[Saved data entries]
*-*-*
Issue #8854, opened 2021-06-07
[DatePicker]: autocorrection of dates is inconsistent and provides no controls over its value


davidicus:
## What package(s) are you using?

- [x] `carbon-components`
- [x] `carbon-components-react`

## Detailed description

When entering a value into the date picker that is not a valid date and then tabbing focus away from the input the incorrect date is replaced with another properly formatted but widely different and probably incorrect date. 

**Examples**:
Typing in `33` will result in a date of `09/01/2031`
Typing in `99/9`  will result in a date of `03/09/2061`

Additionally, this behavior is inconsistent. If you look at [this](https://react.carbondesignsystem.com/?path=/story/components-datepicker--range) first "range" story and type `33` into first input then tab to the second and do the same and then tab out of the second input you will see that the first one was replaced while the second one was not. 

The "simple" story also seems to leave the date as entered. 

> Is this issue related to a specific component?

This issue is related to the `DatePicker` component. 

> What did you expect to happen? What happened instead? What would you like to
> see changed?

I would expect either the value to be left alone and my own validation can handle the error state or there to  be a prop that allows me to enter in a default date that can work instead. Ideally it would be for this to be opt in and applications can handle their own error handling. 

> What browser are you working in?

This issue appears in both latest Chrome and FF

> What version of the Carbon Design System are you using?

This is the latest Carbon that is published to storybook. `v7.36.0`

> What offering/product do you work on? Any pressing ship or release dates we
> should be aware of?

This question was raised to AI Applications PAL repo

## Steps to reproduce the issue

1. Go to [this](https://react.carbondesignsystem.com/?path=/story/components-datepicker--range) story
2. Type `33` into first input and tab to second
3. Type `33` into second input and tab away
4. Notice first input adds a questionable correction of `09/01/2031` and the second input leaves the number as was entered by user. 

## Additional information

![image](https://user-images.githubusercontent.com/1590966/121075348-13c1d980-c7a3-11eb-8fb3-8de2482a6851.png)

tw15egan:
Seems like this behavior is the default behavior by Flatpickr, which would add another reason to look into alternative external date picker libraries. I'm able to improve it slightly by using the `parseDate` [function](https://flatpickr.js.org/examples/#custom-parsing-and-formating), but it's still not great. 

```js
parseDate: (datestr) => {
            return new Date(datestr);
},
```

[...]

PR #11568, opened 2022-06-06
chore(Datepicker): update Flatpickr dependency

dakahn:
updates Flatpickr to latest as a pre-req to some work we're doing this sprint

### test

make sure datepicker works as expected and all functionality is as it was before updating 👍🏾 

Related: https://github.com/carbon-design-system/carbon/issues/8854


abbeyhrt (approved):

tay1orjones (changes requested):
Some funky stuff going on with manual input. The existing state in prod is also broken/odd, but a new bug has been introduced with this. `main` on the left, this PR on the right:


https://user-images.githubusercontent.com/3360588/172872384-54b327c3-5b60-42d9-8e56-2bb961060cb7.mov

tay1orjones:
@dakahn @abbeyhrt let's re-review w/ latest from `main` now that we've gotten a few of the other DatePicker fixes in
*-*-*
● Task prompt:
Find every line of the records holding "react". Answer with the count alone.

● Result of the exercise:
3